Conference committees in the Minnesota Legislature will be working to find compromise in very different tax bills approved by the DFL-controlled House and GOP-controlled Senate.
According to the National Federation of Independent Business (NFIB), the House bill proposes $3 billion in new spending despite Minnesota having a $1 billion budget surplus. The negative changes for businesses, NFIB said, include:
Increasing the state general property tax by $176 million in fiscal year 2022-23.
- Raising the gas tax by 20-cents per gallon, a 70 percent increase during the next four years, then imposing an automatic inflation adjustment for subsequent years.
- To conform with the new federal tax law, several deductions for pass-through small businesses were eliminated or trimmed. The bill raises $506 million in new taxes in fiscal year 2022–23.

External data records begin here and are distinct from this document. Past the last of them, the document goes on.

PR #2350, opened 2025-04-03
Patch 1

### LINKED ISSUE #2335: afl-cmin (awk version) treats afl files as input files
**Describe the bug**
the awk version of afl-cmin use [this line](https://github.com/AFLplusplus/AFLplusplus/blob/stable/afl-cmin#L435) to find input files
```awk
cmdline = "(cd "in_dir" && find . \\( ! -name \".*\" -a -type d \\) -o -type f -exec stat "stat_format" \\{\\} + | sort -k1n -k2r) | grep -Ev '^0'"
```

This treats AFL internal files as input. For example,
```
./default/cmdline
./default/fastresume.bin
./default/fuzz_bitmap
./default/fuzzer_setup
./default/fuzzer_stats
./default/plot_data
./default/target_hash
./M1/cmdline
./M1/fastresume.bin
./M1/fuzz_bitmap
./M1/fuzzer_setup
./M1/fuzzer_stats
./M1/plot_data
./M1/queue/.state/auto_extras/auto_000000
./M1/target_hash
```

**Expected behavior**
The above files shouldn't be processed by afl-cmin, especially fastresume.bin, which is huge.

20urc3:
Fix #2335

### DIFF
--- a/afl-cmin
+++ b/afl-cmin
@@ -432,8 +432,7 @@ BEGIN {
   } else {
     stat_format = "-f '%z %N'" # *BSD, MacOS
   }
-  cmdline = "(cd "in_dir" && find . \\( ! -name \".*\" -a -type d \\) -o -type f -exec stat "stat_format" \\{\\} + | sort -k1n -k2r) | grep -Ev '^0'"
-  #cmdline = "ls "in_dir" | (cd "in_dir" && xargs stat "stat_format" 2>/dev/null) | sort -k1n -k2r"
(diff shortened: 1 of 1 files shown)


vanhauser-thc:
this is not a fix, this is a bug. usually people use afl-cmin on directories they collected potential seeds in. with this patch this would not work anymore :-)

20urc3:
My bad, you totally right. I submited a patch 2 that exclude AFL internal files when run on an AFL output directory. This way, regular seed directories will work as before, but when run on an AFL output directory, it will properly exclude the metadata files.

PR #2354, opened 2025-04-05
reduce skipdet_e memory usage

kcwu:
By using bitmaps, the memory requirement for
`q->skipdet_e->skip_eff_map` and `done_inf_map`, which previously scaled with the corpus size, is reduced to one-eighth of its original size.


vanhauser-thc:
as this depends on the file size and is kept forever this will save quite some memory. thanks!

PR #2358, opened 2025-04-07
fix potential q->trace_mini off by 1 overflow

kcwu:
Be careful this change is incompatible with old version of fastresume.bin


vanhauser-thc:
thanks. this needs one more fix for the fastresume.bin version header, I will do it myself after merging.

PR #2363, opened 2025-04-08
fix: ensure correct rescoring using latest queue entry execution

5angjun:
### Problem

The `update_bitmap_score()` function depends on `trace_bits` to determine
if a queue entry should be marked as `top_rated`. However, in the previous
rescoring implementation, `update_bitmap_score()` was called without
re-executing the corresponding queue entry. This meant that `trace_bits`
could belong to a different entry, leading to incorrect `top_rated` selection.

### Fix

This change ensures that each queue entry is executed before calling
`update_bitmap_score()` during rescoring. This guarantees that the
`trace_bits` used match the queue entry being rescored.

### DIFF
--- a/include/afl-fuzz.h
+++ b/include/afl-fuzz.h
@@ -1187,6 +1187,7 @@ void mark_as_redundant(afl_state_t *, struct queue_entry *, u8);
 void add_to_queue(afl_state_t *, u8 *, u32, u8);
 void destroy_queue(afl_state_t *);
 void update_bitmap_score(afl_state_t *, struct queue_entry *);
+void recalculate_all_scores(afl_state_t *);
 void cull_queue(afl_state_t *);
 u32  calculate_score(afl_state_t *, struct queue_entry *);
 
--- a/src/afl-fuzz-queue.c
+++ b/src/afl-fuzz-queue.c
@@ -938,6 +938,21 @@ void update_bitmap_score(afl_state_t *afl, struct queue_entry *q) {
 
 }
 
+void recalculate_all_scores(afl_state_t *afl) {
+
+  u8 *in_buf;
+
+  for (u32 i = 0; i < afl->queued_items; i++) {
+    if (likely(!afl->queue_buf[i]->disabled)) {
+      in_buf = queue_testcase_get(afl, afl->queue_buf[i]);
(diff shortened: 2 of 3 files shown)


5angjun:
This code path is enabled when the environment variable `AFL_CYCLE_SCHEDULES=1` is set

vanhauser-thc:
you are right, this is a bug.
your fix is however bad as it means the whole queue is executed again and again. this needs a better solution/fix :-)
also we only accept PRs to the dev branch.

5angjun:
Thanks for the feedback

You're right 
Re-executing the whole queue isn't ideal.

I'll work on a more efficient solution and update the PR accordingly.

And noted about the `dev` branch
I’ll make sure to rebase and open the PR there instead. Thanks for the heads-up!

vanhauser-thc:
This is my asap fix for the issue: [4ff2673](https://github.com/AFLplusplus/AFLplusplus/commit/4ff2673895c85ac6ac15dffc999e05a43d8d1521)
I still have to think about if this is good enough though (especially when a fast restart is happening), your input is appreciated :-)

5angjun:
Thanks for sharing the quick fix

However, it seems that the previous patch might not fully support the expected rescoring behavior.

I'd appreciate it if you could have a look at my patch.
https://github.com/AFLplusplus/AFLplusplus/pull/2366

kcwu:
This failed to compile with gcc.
```
src/afl-fuzz-queue.c: In function ‘recalculate_all_scores’:
src/afl-fuzz-queue.c:1014:36: error: passing argument 2 of ‘write_to_testcase’ from incompatible pointer type [-Wincompatible-pointer-types]
 1014 |       (void)write_to_testcase(afl, in_buf, afl->queue_buf[i]->len, 1);
      |                                    ^~~~~~
      |                                    |
      |                                    u8 * {aka unsigned char *}
In file included from src/afl-fuzz-queue.c:25:
include/afl-fuzz.h:1262:39: note: expected ‘void **’ but argument is of type ‘u8 *’ {aka ‘unsigned char *’}
 1262 | u32  write_to_testcase(afl_state_t *, void **, u32, u32);
      |                                       ^~~~~~~
```

vanhauser-thc:
fix is already in dev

- Imposing a 3 percent increase in the capital gains tax rate and creating a new top capital gains tax rate in Minnesota of 12.85 percent for those earning more than $500,000.
- Freezing the estate tax threshold at $2.7 million per person which was scheduled to go to $3 million in 2020.
NFIB said the Senate bill contains many positive provisions for small business but also includes the same federal conformity provisions that were in the House bill. Major provisions include:
- Sen. Eric Pratt placed the critical preemption measure in the Senate jobs bill. It preempts local units of government from passing minimum wages that are higher than the state wage and from enacting other new employment mandates on employers. It passed the previous legislature but was vetoed by Gov. Mark Dayton.
- The House wants to scrap the existing reinsurance plan, which has reduced individual health insurance premiums by 20 percent on average this year, and instead enact a 20 percent premium subsidy plan. It would reject the three-year federal waiver already approved by the Trump administration to provide significant subsidies to the current reinsurance plan and could cause dramatic premium increases similar to 2016-17. The federal waiver subsidies could be as much as $100 million per year although it is not a set amount and is based on enrollment numbers and insurer losses.